One of the most important papers in the history of genetics was basically ignored when it was published in 1944
When Oswald Avery, Colin Macleod and Maclyn McCarty published their paper in 1944 showing unequivocally that DNA was the genetic material, it wasn’t very well received.
But, before we get to THAT paper, we need to go back one paper to set the stage.
In 1928, Fred Griffith published, ‘The Significance of the Pneumococcal Types,’ where-in he identified the ‘rough’ (doesn’t kill mice) and ‘smooth’ (kills mice) types of pneumococcus (a bacterium).
Through a series of experiments he showed that if you inject mice with rough, they live, and with smooth, they die.
If you heat kill smooth and inject that, they live.
These are not surprising results.
But, if you inject mice with both rough and heat killed smooth, they die.
The killed smooth type is able to ‘transform’ the rough type of pneumococcus into the deadly type.
Griffith’s transformation experiments are considered one of the cornerstones of molecular biology, but up until 1944, basically the entire field of biology thought the ‘transforming factor,’ or genetic material, was protein.
So, suffice it to say that when Oswald Avery, Colin Macleod and Maclyn McCarty published their paper in 1944 showing unequivocally that DNA was the genetic material, it wasn’t very well received.
Basically no one cared.
Mostly because everyone thought the genetic material was protein and that Avery and team screwed up their experiments.
Except, they didn’t.
The table above shows an experiment where alcohol purified DNA was exposed to five different crude extracts each with different enzyme activities: phosphatase (degrades RNA, RNase), tributyrin esterase (degrades fats and proteins, protease), depolymerase for desoxyribonucleic acid (degrades DNA, DNase).

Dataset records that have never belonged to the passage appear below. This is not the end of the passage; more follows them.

PR #377, opened 2017-03-24
Adding Dimension Data Infrastructure API

gatj98:
The next pull request from DD, this one adds the infrastructure API


gatj98:
rebuild please

dimensiondata/src/main/java/org/jclouds/dimensiondata/cloudcontrol/filters/DatacenterIdListDatacentersFilter.java
```diff
@@ -0,0 +1,45 @@
...
+
+import javax.inject.Inject;
+import java.util.Set;
+
+/**
+ * Adds set of Datacenter IDs as set in jclouds.zones JVM property.
+ */
+public class DatacenterIdListDatacentersFilter implements HttpRequestFilter {
+   @Inject
+   @Zone
```
nacx: Locations in jclouds are defined in a hierarchy such as: Provider (unique; DimensionData) > Region > Zone.
Are we going to model the locations as zones, and a Datacenter will be one zone? In that case, what is going to be a region? Otherwise change the annotation to `@Region` and adopt that if it is more appropriate (just asking).

dimensiondata/src/main/java/org/jclouds/dimensiondata/cloudcontrol/parsers/ParseDatacenters.java
```diff
@@ -0,0 +1,62 @@
...
+
+import javax.inject.Inject;
+import javax.inject.Singleton;
+import java.util.List;
+
+@Singleton
+public class ParseDatacenters extends ParseJson<Datacenters> {
+
+    @Inject
+    public ParseDatacenters(Json json) {
```
nacx: Remove the `public` modifier from all injection constructors.

Also, move all these parser classes that support the pagination iterables as inner classes of the API interface. It's the preferred approach now, to limit their visibility.

dimensiondata/src/main/java/org/jclouds/dimensiondata/cloudcontrol/parsers/ParseOperatingSystems.java
```diff
@@ -0,0 +1,63 @@
...
+            this.api = api;
+        }
+
+        @Override
+        protected Function<Object, IterableWithMarker<OperatingSystem>> markerToNextForArgs(List<Object> args) {
+            return new Function<Object, IterableWithMarker<OperatingSystem>>() {
+                @Override
+                public IterableWithMarker<OperatingSystem> apply(Object input) {
+                    PaginationOptions paginationOptions = PaginationOptions.class.cast(input);
+                    return api.getInfrastructureApi().listOperatingSystems(getArgs(request).get(0).toString(), paginationOptions);
```
nacx: No need for `getArgs(request)`; the `args` parameter in the method is already that; just use it.

nacx: BTW, since in most cases, pagination methods take one argument (we've found it common in many APIs) jclouds provides the convenience class `Arg0ToPagedIterable`. It is the same but instead of getting the list of args, you just get one optional arg parameter (the first one passed to the original method). Perhaps you could consider extending that class if it is more convenient, but not a big deal :)

dimensiondata/src/test/java/org/jclouds/dimensiondata/cloudcontrol/features/InfrastructureApiLiveTest.java
```diff
@@ -0,0 +1,53 @@
...
+import java.util.List;
+
+import static org.testng.Assert.assertNotNull;
+
+@Test(groups = "live", testName = "InfrastructureApiLiveTest", singleThreaded = true)
+public class InfrastructureApiLiveTest extends BaseDimensionDataCloudControlApiLiveTest {
+
+    @Test
+    public void testListDatacenters() {
+        List<Datacenter> datacenters = api().listDatacenters().concat().toList();
```
nacx: Better not call `toList()`. That will copy all elements into a list, losing the benefits of lazy loading each page. Not a big deal in the tests, but let's use pagination properly (this also serves as example for users).

dimensiondata/src/test/java/org/jclouds/dimensiondata/cloudcontrol/features/InfrastructureApiMockTest.java
```diff
@@ -0,0 +1,114 @@
...
+
+      Uris.UriBuilder uriBuilder = Uris
+            .uriBuilder("/caas/2.4/6ac1e746-b1ea-4da5-a24e-caf1a978789d/infrastructure/datacenter");
+      uriBuilder.addQuery(paginationOptions.buildQueryParameters());
+      assertSent(HttpMethod.GET, uriBuilder.toString());
+   }
+
+   public void testListDatacenters404() {
+      server.enqueue(response404());
+      assertTrue(api.getInfrastructureApi().listDatacenters().concat().isEmpty());
```
nacx: Also verify the sent request and that there is only on request generated.

dimensiondata/src/test/java/org/jclouds/dimensiondata/cloudcontrol/features/InfrastructureApiMockTest.java
```diff
@@ -0,0 +1,114 @@
...
+      Uris.UriBuilder uriBuilder = Uris
+            .uriBuilder("/caas/2.4/6ac1e746-b1ea-4da5-a24e-caf1a978789d/infrastructure/operatingSystem");
+      uriBuilder.addQuery("datacenterId", "NA9");
+      uriBuilder.addQuery(paginationOptions.buildQueryParameters());
+      assertSent(HttpMethod.GET, uriBuilder.toString());
+   }
+
+   public void testListOperatingSystems404() {
+      server.enqueue(response404());
+      assertTrue(api.getInfrastructureApi().listOperatingSystems("NA9").concat().isEmpty());
```
nacx: Also verify the generated request.

dimensiondata/src/test/java/org/jclouds/dimensiondata/cloudcontrol/features/InfrastructureApiMockTest.java
```diff
@@ -0,0 +1,114 @@
...
+   public void testListDatacenters() throws Exception {
+      server.enqueue(jsonResponse("/datacenters.json"));
+      Iterable<Datacenter> datacenters = api.getInfrastructureApi().listDatacenters().concat();
+
+      assertEquals(size(datacenters), 2); // Force the PagedIterable to advance
+      assertEquals(server.getRequestCount(), 2);
+
+      Uris.UriBuilder uriBuilder = Uris
+            .uriBuilder("/caas/2.4/6ac1e746-b1ea-4da5-a24e-caf1a978789d/infrastructure/datacenter");
+      Set<String> zones = ctx.utils().injector().getInstance(ZoneIdsSupplier.class).get();
```
nacx: Is there a value configured there for this? Let's make sure (perhaps in the base class) to configure some zones so this test properly verifies the behaviour.

dimensiondata/src/test/java/org/jclouds/dimensiondata/cloudcontrol/options/PaginationOptionsTest.java
```diff
@@ -0,0 +1,84 @@
...
+import com.google.common.collect.Multimap;
+import org.testng.annotations.BeforeMethod;
+import org.testng.annotations.Test;
+
+import java.util.Collection;
+
+import static org.testng.Assert.assertEquals;
+import static org.testng.Assert.assertTrue;
+
+@Test(groups = "unit", testName = "PaginationOptionsTest", singleThreaded = true)
```
nacx: No need for this to be single-threaded. Most single-threaded tests are due to the fact that mockwebserver starts the server in a before method. Tests that don't use MWS don't need to be single-threaded in general.

dimensiondata/src/main/java/org/jclouds/dimensiondata/cloudcontrol/filters/DatacenterIdListDatacentersFilter.java
gatj98: Good Q - we were having a discussion about this ourselves the other day. Your input would be appreciated @nacx!

DD has a number of 'Geos', each has it's own cloud control API endpoint, and consists of 1 or more datacenters. At present we see our provider as being for a single Geo (as it's the simplest thing to do to start with), but maybe we should aim to have a single provider to cover them all in time. There is no global API endpoint, so when creating a compute service instance we'd have to call out to multiple Geos to find out where the user is based (their home Geo) and which 'shaddow' Geos they also have access to. We do have an API that can be called on any Geo to find a users home Geo that does this fan-out, but I'm not sure if it's publicly published or not.

Anyway, to answer your Q I think the mapping should be:
Region -> Geo (only 1 for now - we prob need to do something to model this?)
Zone -> Datacenter

Does that sound ok?

dimensiondata/src/test/java/org/jclouds/dimensiondata/cloudcontrol/options/PaginationOptionsTest.java
gatj98: Initially it wasn't single threaded, but push request build failed for one of the tests at line 81 where the size of the value collection is checked. I figured this was because the threads were accessing the paginationOptions field at the same time. 

Given it's such a quick test didn't really see the benefit of multi threading so I made it single threaded rather than putting 'PaginationOptions paginationOptions = new PaginationOptions();' into each test method and ditching the instance fields. Will change it though

dimensiondata/src/test/java/org/jclouds/dimensiondata/cloudcontrol/features/InfrastructureApiMockTest.java
gatj98: :+1:

dimensiondata/src/test/java/org/jclouds/dimensiondata/cloudcontrol/features/InfrastructureApiMockTest.java
gatj98: 👍

dimensiondata/src/main/java/org/jclouds/dimensiondata/cloudcontrol/filters/DatacenterIdListDatacentersFilter.java
nacx: Makes sense. In that case, take into account that the default Region/Zone suppliers (those bound with the `@Region` and `@Zone` qualifiers) take the values from configuration properties (as in [ProfitBricks](https://github.com/jclouds/jclouds/blob/master/providers/profitbricks/src/main/java/org/jclouds/profitbricks/ProfitBricksProviderMetadata.java#L64-L74).
In this case, I think it would make sense to configure all the regions via properties (including their endpoints with the `jclouds.region.<regionname>.endpoint` property) and then bind specific Zone suppliers to get them using the API, as done in [EC2](https://github.com/jclouds/jclouds/blob/master/apis/ec2/src/main/java/org/jclouds/ec2/config/BaseEC2HttpApiModule.java#L53-L57).
WDYT?

dimensiondata/src/test/java/org/jclouds/dimensiondata/cloudcontrol/options/PaginationOptionsTest.java
nacx: Instead of making it single-threaded, I'd rather declare the `PaginationOptions` in each method. It's a very simple object and won't introduce much overhead (and you're already *creating* it before every method, so it should be OK to move the declaration and creation to each test method instead of having a class variable).

dimensiondata/src/main/java/org/jclouds/dimensiondata/cloudcontrol/parsers/ParseDatacenters.java
gatj98: :+1:

dimensiondata/src/main/java/org/jclouds/dimensiondata/cloudcontrol/parsers/ParseOperatingSystems.java
gatj98: :+1:

gatj98:
Thanks for the comments @nacx - new commit with the changes (apart from region/zone stuff) made.
Looking at the region/zone stuff now - might be better if we do a separate pull request for that?

dimensiondata/src/test/java/org/jclouds/dimensiondata/cloudcontrol/features/InfrastructureApiMockTest.java
gatj98: Will look at this in conjunction with the region/zone config discussed above

nacx:
>Looking at the region/zone stuff now - might be better if we do a separate pull request for that?

Sure!

dimensiondata/src/main/java/org/jclouds/dimensiondata/cloudcontrol/features/InfrastructureApi.java
```diff
@@ -76,4 +85,63 @@
...
+         }
+
+         @Override
+         protected Function<Object, IterableWithMarker<OperatingSystem>> markerToNextForArg0(
+               final Optional<Object> arg) {
+            return new Function<Object, IterableWithMarker<OperatingSystem>>() {
+               @Override
+               public IterableWithMarker<OperatingSystem> apply(Object input) {
+                  PaginationOptions paginationOptions = PaginationOptions.class.cast(input);
+                  return api.getInfrastructureApi().listOperatingSystems(arg.toString(), paginationOptions);
```
nacx: Take care! `arg.get().toString()`. Otherwise you're passing the `Optional` object.

nacx: This should have been spotted by the Mock test. Let's modify the mock tests that use pagination and verify *all* the requests being sent. The second one should contain the pagination parameters and we should also verify that request.

gatj98:
Hi @nacx 
Thanks for your comments - have reworked the pagination tests in InfrastructureApiMockTest, and saw it fail because of the bug you spotted with the optional.

Have added an IHookable in BaseDimensionDataCloudControlMockTest that checks after each test runs that we've assertted all of the requests received by the mock web server - hopefully this will help us write better tests going forward.

dimensiondata/src/test/java/org/jclouds/dimensiondata/cloudcontrol/features/InfrastructureApiMockTest.java
```diff
@@ -52,12 +51,12 @@ public void testListDatacentersWithPagination() throws Exception {
       server.enqueue(jsonResponse("/datacenters-page2.json"));
       Iterable<Datacenter> datacenters = api.getInfrastructureApi().listDatacenters().concat();
 
-      assertEquals(server.getRequestCount(), 2);
-      assertEquals(size(datacenters), 2);
+      assertEquals(server.getRequestCount(), 2); // 1 for account, 1 for page 1
+      assertEquals(size(datacenters), 2); // Causes all pages to be requested
       assertEquals(server.getRequestCount(), 3); // 1 for account details, 2 pages
```
gatj98: Am not 100% happy with this as I feel it needs code comments to explain what the test is doing.

Maybe a helper method of the form "consumeIterableAndAssertPagesRequested(Iterable iterable, int expectedExtraPagesRequested)" would be better?

nacx: Sounds good :)

nacx:
>Have added an IHookable in BaseDimensionDataCloudControlMockTest that checks after each test runs that we've assertted all of the requests received by the mock web server - hopefully this will help us write better tests going forward.

And this looks like a good pattern we can propagate to all other providers. Thanks!

dimensiondata/src/test/java/org/jclouds/dimensiondata/cloudcontrol/features/InfrastructureApiMockTest.java
gatj98: Cool - added that in latest commit

dimensiondata/src/test/java/org/jclouds/dimensiondata/cloudcontrol/internal/BaseAccountAwareCloudControlMockTest.java
```diff
@@ -0,0 +1,59 @@
...
+      server.enqueue(jsonResponse("/account.json"));
+   }
+
+   @BeforeMethod
+   public void reset() {
+      accountRetrieved = false;
+   }
+
+   protected Uris.UriBuilder addPageNumberToUriBuilder(Uris.UriBuilder uriBuilder, int pageNumber) {
+      uriBuilder.addQuery(PaginationOptions.Builder.pageNumber(pageNumber).buildQueryParameters());
```
nacx: It's better not to use the pagination class. I'd say it would be better to directly call `uriBuilder.addQuery("param-name", pageNumber)`, to catch any (accidental or not) issue if the pagination options class is changed in the future.

dimensiondata/src/test/java/org/jclouds/dimensiondata/cloudcontrol/internal/BaseDimensionDataCloudControlMockTest.java
```diff
@@ -68,10 +76,42 @@ public void start() throws IOException {
...
+            }
+            unAssertedRequestCount--;
+         }
+         fail(messageBuilder.toString());
+      }
    }
 
    @AfterMethod(alwaysRun = true)
-   public void stop() throws IOException {
+   public void stop(ITestContext testContext) throws Exception {
```
nacx: Is this parameter actually needed?

gatj98: Nuts - no it's not - put it in whilst trying something else and forgot it was there!

dimensiondata/src/test/java/org/jclouds/dimensiondata/cloudcontrol/internal/BaseAccountAwareCloudControlMockTest.java
gatj98: Fair point.
Actually this method should prob be on BaseDimensionDataCloudControlMockTest rather than this class

gatj98:
Thanks @nacx - will tweak those and squash as requested

gatj98:
Ok that's squashed now @nacx - slight false start with a checkstyle error, but should be sorted now :)

nacx:
Pushed to [master](http://git-wip-us.apache.org/repos/asf/jclouds-labs/commit/84ebe3d3) and [2.0.x](http://git-wip-us.apache.org/repos/asf/jclouds-labs/commit/42dc110f). Thanks @gatj98!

In this figure you'll see the last column says 'inactivation of transforming principle' and the only extracts that inactivate the transforming principle are the ones that contain DNase activity.
Purified proteases also failed to inhibit the transforming activity.
But at the time, the genetic material question was deemed to be solved, it was protein, and one of the ring-leaders of the ‘protein is the genetic material’ crew was Linus Pauling.
Pauling is one of the only scientists to receive a Nobel Prize in two different disciplines and is the grandfather of modern structural biology.
He was kind of a big deal.
Pauling himself didn’t believe DNA was the genetic material and instead focused his efforts on studying protein structures.
It was the Hershey-Chase experiment in 1952 that finally convinced him that DNA was the real deal but by that time it was too late.
Watson and Crick, two scientists inspired by Pauling’s work, solved the structure of DNA in 1953 (with help from Rosalind Franklin and others).
But you can't feel too bad for Pauling, he didn't need 3 Nobels anyway.